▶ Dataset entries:

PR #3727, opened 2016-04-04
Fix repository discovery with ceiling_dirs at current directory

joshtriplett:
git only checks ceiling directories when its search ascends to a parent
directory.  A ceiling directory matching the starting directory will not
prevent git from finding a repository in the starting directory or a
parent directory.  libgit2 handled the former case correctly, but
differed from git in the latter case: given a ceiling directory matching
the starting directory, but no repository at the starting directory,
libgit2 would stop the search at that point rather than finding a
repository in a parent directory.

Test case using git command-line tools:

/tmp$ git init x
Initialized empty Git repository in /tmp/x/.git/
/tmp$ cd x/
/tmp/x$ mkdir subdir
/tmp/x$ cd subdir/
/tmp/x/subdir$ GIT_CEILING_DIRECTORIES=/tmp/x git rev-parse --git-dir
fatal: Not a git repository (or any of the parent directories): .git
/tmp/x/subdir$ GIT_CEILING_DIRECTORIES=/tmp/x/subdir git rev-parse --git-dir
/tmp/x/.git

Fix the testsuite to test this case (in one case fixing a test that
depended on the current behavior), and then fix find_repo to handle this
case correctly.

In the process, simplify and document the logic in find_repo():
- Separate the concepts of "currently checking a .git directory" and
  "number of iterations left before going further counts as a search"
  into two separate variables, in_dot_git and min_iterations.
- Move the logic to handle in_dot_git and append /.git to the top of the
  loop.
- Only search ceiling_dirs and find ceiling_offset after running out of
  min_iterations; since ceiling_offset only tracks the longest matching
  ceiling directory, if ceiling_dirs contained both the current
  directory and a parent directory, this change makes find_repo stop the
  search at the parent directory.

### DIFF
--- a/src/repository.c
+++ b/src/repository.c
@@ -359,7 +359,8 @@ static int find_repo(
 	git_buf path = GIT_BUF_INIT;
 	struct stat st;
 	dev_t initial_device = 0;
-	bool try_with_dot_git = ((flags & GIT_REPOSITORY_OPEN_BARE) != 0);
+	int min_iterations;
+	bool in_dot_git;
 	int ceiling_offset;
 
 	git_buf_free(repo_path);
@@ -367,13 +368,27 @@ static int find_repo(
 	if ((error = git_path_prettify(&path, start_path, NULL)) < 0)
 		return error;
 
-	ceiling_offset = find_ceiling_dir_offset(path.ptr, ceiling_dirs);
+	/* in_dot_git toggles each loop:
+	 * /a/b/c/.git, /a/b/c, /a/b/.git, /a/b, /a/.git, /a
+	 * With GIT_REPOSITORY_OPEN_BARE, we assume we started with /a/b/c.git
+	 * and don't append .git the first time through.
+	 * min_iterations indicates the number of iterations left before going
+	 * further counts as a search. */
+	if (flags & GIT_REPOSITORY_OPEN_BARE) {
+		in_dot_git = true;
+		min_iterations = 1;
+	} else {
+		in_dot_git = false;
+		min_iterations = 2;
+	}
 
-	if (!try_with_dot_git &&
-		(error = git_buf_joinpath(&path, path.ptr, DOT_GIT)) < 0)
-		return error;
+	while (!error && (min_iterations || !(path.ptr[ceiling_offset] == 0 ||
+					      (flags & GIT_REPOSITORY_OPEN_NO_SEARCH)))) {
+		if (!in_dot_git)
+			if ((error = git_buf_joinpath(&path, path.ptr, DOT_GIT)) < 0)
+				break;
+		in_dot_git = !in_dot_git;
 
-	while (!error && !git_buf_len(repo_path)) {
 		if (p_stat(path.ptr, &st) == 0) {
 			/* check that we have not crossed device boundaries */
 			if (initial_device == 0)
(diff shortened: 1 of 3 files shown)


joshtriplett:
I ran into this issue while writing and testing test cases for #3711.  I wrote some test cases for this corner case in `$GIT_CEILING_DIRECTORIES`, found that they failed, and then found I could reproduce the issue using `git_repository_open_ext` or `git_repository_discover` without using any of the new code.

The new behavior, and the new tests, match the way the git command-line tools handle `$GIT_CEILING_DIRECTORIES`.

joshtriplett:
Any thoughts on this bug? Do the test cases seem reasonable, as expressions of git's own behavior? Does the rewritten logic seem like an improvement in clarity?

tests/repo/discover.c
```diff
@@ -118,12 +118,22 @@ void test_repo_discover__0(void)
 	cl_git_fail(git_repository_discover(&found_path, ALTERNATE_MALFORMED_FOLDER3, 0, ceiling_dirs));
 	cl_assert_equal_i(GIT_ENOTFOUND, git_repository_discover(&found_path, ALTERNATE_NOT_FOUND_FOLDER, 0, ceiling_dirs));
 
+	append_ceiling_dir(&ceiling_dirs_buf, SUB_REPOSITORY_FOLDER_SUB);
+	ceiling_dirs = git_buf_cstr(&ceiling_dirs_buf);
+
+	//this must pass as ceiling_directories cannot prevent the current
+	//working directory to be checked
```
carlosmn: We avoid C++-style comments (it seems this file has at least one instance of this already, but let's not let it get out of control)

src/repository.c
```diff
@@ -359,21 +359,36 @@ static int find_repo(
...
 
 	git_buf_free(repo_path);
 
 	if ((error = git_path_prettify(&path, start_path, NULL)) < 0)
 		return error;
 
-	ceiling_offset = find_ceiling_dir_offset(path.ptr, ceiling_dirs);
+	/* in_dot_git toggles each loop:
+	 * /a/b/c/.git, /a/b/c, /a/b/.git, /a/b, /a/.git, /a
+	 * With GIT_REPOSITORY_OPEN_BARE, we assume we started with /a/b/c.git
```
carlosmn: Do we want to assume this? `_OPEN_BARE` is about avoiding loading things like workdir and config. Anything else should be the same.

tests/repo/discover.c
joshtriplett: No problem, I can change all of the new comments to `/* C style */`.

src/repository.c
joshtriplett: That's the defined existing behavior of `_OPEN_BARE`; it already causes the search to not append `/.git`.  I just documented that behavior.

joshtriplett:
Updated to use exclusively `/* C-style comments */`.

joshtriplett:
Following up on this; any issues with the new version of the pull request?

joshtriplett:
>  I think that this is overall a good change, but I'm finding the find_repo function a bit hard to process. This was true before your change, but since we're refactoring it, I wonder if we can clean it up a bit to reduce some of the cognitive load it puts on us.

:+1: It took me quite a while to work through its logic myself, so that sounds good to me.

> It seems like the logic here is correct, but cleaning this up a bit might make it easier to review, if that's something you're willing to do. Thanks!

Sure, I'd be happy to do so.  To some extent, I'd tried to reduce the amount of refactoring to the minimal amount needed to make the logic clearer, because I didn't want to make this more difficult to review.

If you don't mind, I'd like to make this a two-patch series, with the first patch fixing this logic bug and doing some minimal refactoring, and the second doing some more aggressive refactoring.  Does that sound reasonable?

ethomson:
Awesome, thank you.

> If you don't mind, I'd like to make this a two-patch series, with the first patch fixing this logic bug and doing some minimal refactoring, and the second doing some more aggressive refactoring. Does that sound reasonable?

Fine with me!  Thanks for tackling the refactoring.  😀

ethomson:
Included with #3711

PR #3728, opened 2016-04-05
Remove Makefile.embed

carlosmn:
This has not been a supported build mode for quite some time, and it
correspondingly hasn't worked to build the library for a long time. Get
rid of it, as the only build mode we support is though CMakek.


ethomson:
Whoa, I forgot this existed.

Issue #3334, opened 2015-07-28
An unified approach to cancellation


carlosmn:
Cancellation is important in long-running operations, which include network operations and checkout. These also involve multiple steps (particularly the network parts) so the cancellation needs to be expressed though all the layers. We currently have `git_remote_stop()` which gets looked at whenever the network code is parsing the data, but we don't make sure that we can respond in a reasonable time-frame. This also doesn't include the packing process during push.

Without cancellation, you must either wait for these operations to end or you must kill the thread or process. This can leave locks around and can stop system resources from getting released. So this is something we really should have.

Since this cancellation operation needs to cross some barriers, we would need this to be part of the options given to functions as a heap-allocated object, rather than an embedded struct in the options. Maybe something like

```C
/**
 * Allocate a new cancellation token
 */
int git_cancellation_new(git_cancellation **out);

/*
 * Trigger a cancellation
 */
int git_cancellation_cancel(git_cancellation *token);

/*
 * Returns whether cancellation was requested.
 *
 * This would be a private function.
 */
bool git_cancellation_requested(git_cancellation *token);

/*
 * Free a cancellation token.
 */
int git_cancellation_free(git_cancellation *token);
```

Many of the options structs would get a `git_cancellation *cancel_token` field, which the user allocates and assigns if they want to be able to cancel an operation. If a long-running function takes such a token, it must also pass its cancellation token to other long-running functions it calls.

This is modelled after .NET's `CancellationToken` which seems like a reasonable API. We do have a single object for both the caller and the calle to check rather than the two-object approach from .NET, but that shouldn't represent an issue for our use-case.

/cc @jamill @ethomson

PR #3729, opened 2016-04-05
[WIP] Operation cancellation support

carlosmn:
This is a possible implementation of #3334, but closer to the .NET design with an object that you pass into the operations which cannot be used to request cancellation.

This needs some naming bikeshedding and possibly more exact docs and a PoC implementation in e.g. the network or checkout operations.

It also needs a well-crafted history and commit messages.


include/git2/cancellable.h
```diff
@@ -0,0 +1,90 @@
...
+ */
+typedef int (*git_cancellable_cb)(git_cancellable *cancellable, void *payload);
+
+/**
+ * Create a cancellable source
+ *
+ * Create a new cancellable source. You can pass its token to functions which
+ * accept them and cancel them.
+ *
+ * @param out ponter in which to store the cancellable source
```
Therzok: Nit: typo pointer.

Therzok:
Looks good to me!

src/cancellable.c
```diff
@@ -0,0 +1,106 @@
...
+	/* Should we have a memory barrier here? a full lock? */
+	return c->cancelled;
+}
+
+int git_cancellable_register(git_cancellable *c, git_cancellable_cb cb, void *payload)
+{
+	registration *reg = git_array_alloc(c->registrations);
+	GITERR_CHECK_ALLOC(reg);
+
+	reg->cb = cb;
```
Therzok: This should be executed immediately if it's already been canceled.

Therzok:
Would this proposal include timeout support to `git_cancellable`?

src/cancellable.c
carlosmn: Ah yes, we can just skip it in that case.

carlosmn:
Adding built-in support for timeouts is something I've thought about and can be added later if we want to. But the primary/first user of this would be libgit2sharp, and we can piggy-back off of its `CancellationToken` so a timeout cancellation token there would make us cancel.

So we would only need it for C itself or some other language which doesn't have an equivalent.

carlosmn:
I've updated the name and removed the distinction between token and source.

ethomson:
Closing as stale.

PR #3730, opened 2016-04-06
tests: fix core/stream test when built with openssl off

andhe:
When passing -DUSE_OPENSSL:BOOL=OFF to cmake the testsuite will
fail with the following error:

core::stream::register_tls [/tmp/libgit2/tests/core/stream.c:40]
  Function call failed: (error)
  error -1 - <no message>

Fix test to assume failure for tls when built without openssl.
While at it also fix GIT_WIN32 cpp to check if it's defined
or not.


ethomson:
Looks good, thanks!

▶ TRY IT:
Above are the entries. Output exactly the lines beginning with the line that has "In the process, simplify" and ending with the line that has "--- a/src/repository.c".

▶ WRITTEN SOLUTION:
In the process, simplify and document the logic in find_repo():
- Separate the concepts of "currently checking a .git directory" and
  "number of iterations left before going further counts as a search"
  into two separate variables, in_dot_git and min_iterations.
- Move the logic to handle in_dot_git and append /.git to the top of the
  loop.
- Only search ceiling_dirs and find ceiling_offset after running out of
  min_iterations; since ceiling_offset only tracks the longest matching
  ceiling directory, if ceiling_dirs contained both the current
  directory and a parent directory, this change makes find_repo stop the
  search at the parent directory.

### DIFF
--- a/src/repository.c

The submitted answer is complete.